▶ _EXERCISE_
Here is a set of records. Copy them all exactly.

::: DATASET

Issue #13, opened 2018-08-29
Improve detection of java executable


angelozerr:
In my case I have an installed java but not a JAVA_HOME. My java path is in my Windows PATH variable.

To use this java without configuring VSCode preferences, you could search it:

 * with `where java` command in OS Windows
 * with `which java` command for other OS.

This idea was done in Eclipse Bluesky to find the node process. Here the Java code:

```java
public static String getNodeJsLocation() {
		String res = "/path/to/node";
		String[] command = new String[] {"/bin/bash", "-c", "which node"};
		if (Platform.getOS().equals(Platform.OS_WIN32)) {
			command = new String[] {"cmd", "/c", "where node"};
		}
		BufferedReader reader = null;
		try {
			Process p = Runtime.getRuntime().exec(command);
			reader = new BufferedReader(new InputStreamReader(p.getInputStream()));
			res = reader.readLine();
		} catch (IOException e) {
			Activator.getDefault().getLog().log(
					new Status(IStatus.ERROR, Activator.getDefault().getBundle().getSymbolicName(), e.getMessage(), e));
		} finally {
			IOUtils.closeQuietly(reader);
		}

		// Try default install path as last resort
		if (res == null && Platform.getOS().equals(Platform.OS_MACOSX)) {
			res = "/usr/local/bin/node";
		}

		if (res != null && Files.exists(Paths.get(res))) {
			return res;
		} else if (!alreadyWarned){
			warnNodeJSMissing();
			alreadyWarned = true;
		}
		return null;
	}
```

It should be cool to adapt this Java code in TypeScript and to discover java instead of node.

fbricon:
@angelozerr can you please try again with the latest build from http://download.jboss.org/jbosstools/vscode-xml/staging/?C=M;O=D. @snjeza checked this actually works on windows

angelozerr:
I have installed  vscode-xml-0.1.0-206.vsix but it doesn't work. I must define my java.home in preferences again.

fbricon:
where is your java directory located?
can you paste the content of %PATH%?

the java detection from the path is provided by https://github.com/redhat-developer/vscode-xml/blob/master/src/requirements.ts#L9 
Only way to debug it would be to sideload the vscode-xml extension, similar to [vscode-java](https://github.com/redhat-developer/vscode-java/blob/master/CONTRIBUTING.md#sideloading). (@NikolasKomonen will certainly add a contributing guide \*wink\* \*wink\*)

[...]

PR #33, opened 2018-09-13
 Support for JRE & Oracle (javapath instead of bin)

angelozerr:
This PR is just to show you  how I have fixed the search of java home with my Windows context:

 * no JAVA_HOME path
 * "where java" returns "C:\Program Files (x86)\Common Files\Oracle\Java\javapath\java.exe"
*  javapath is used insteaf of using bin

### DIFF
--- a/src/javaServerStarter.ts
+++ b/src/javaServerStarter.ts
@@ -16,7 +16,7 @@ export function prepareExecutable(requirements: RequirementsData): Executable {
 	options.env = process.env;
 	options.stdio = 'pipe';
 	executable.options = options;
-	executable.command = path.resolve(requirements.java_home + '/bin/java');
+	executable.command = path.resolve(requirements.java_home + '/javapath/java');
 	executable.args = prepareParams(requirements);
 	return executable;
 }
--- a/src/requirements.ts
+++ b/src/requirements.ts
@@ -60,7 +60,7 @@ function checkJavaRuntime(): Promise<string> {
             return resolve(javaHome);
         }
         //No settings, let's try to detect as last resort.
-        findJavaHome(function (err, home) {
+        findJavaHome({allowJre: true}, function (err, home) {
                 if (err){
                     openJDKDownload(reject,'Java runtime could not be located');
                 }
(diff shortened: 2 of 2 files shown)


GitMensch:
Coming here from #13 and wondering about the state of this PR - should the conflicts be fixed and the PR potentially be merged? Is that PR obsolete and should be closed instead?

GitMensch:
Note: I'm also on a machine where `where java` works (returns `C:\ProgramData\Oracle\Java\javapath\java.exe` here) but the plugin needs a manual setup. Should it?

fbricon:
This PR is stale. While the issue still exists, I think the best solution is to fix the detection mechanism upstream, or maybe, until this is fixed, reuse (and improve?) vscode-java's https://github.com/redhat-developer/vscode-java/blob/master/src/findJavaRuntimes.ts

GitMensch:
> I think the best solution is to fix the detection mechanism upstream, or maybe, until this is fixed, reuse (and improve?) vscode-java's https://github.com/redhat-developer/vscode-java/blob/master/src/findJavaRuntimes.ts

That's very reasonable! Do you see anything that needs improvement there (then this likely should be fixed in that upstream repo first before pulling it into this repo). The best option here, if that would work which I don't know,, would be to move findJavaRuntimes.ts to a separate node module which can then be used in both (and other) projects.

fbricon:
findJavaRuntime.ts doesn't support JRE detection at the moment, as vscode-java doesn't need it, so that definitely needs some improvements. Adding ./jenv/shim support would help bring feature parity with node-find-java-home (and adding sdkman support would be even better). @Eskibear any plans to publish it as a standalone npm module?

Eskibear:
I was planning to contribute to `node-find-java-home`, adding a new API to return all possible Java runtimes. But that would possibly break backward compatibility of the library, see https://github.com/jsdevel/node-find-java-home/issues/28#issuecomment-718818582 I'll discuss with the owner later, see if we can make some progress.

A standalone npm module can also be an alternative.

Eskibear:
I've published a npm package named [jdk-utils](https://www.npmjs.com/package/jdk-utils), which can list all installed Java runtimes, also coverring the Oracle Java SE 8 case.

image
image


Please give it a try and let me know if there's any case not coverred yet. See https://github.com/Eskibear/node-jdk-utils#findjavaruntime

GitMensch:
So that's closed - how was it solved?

::::::

▶ _WRITTEN ANSWER_
Issue #13, opened 2018-08-29
Improve detection of java executable


angelozerr:
In my case I have an installed java but not a JAVA_HOME. My java path is in my Windows PATH variable.

To use this java without configuring VSCode preferences, you could search it:

 * with `where java` command in OS Windows
 * with `which java` command for other OS.

This idea was done in Eclipse Bluesky to find the node process. Here the Java code:

```java
public static String getNodeJsLocation() {
		String res = "/path/to/node";
		String[] command = new String[] {"/bin/bash", "-c", "which node"};
		if (Platform.getOS().equals(Platform.OS_WIN32)) {
			command = new String[] {"cmd", "/c", "where node"};
		}
		BufferedReader reader = null;
		try {
			Process p = Runtime.getRuntime().exec(command);
			reader = new BufferedReader(new InputStreamReader(p.getInputStream()));
			res = reader.readLine();
		} catch (IOException e) {
			Activator.getDefault().getLog().log(
					new Status(IStatus.ERROR, Activator.getDefault().getBundle().getSymbolicName(), e.getMessage(), e));
		} finally {
			IOUtils.closeQuietly(reader);
		}

		// Try default install path as last resort
		if (res == null && Platform.getOS().equals(Platform.OS_MACOSX)) {
			res = "/usr/local/bin/node";
		}

		if (res != null && Files.exists(Paths.get(res))) {
			return res;
		} else if (!alreadyWarned){
			warnNodeJSMissing();
			alreadyWarned = true;
		}
		return null;
	}
```

It should be cool to adapt this Java code in TypeScript and to discover java instead of node.

fbricon:
@angelozerr can you please try again with the latest build from http://download.jboss.org/jbosstools/vscode-xml/staging/?C=M;O=D. @snjeza checked this actually works on windows

angelozerr:
I have installed  vscode-xml-0.1.0-206.vsix but it doesn't work. I must define my java.home in preferences again.

fbricon:
where is your java directory located?
can you paste the content of %PATH%?

the java detection from the path is provided by https://github.com/redhat-developer/vscode-xml/blob/master/src/requirements.ts#L9 
Only way to debug it would be to sideload the vscode-xml extension, similar to [vscode-java](https://github.com/redhat-developer/vscode-java/blob/master/CONTRIBUTING.md#sideloading). (@NikolasKomonen will certainly add a contributing guide \*wink\* \*wink\*)

[...]

PR #33, opened 2018-09-13
 Support for JRE & Oracle (javapath instead of bin)

angelozerr:
This PR is just to show you  how I have fixed the search of java home with my Windows context:

 * no JAVA_HOME path
 * "where java" returns "C:\Program Files (x86)\Common Files\Oracle\Java\javapath\java.exe"
*  javapath is used insteaf of using bin

### DIFF
--- a/src/javaServerStarter.ts
+++ b/src/javaServerStarter.ts
@@ -16,7 +16,7 @@ export function prepareExecutable(requirements: RequirementsData): Executable {
 	options.env = process.env;
 	options.stdio = 'pipe';
 	executable.options = options;
-	executable.command = path.resolve(requirements.java_home + '/bin/java');
+	executable.command = path.resolve(requirements.java_home + '/javapath/java');
 	executable.args = prepareParams(requirements);
 	return executable;
 }
--- a/src/requirements.ts
+++ b/src/requirements.ts
@@ -60,7 +60,7 @@ function checkJavaRuntime(): Promise<string> {
             return resolve(javaHome);
         }
         //No settings, let's try to detect as last resort.
-        findJavaHome(function (err, home) {
+        findJavaHome({allowJre: true}, function (err, home) {
                 if (err){
                     openJDKDownload(reject,'Java runtime could not be located');
                 }
(diff shortened: 2 of 2 files shown)


GitMensch:
Coming here from #13 and wondering about the state of this PR - should the conflicts be fixed and the PR potentially be merged? Is that PR obsolete and should be closed instead?

GitMensch:
Note: I'm also on a machine where `where java` works (returns `C:\ProgramData\Oracle\Java\javapath\java.exe` here) but the plugin needs a manual setup. Should it?

fbricon:
This PR is stale. While the issue still exists, I think the best solution is to fix the detection mechanism upstream, or maybe, until this is fixed, reuse (and improve?) vscode-java's https://github.com/redhat-developer/vscode-java/blob/master/src/findJavaRuntimes.ts

GitMensch:
> I think the best solution is to fix the detection mechanism upstream, or maybe, until this is fixed, reuse (and improve?) vscode-java's https://github.com/redhat-developer/vscode-java/blob/master/src/findJavaRuntimes.ts

That's very reasonable! Do you see anything that needs improvement there (then this likely should be fixed in that upstream repo first before pulling it into this repo). The best option here, if that would work which I don't know,, would be to move findJavaRuntimes.ts to a separate node module which can then be used in both (and other) projects.

fbricon:
findJavaRuntime.ts doesn't support JRE detection at the moment, as vscode-java doesn't need it, so that definitely needs some improvements. Adding ./jenv/shim support would help bring feature parity with node-find-java-home (and adding sdkman support would be even better). @Eskibear any plans to publish it as a standalone npm module?

Eskibear:
I was planning to contribute to `node-find-java-home`, adding a new API to return all possible Java runtimes. But that would possibly break backward compatibility of the library, see https://github.com/jsdevel/node-find-java-home/issues/28#issuecomment-718818582 I'll discuss with the owner later, see if we can make some progress.

A standalone npm module can also be an alternative.

Eskibear:
I've published a npm package named [jdk-utils](https://www.npmjs.com/package/jdk-utils), which can list all installed Java runtimes, also coverring the Oracle Java SE 8 case.

image
image


Please give it a try and let me know if there's any case not coverred yet. See https://github.com/Eskibear/node-jdk-utils#findjavaruntime

GitMensch:
So that's closed - how was it solved?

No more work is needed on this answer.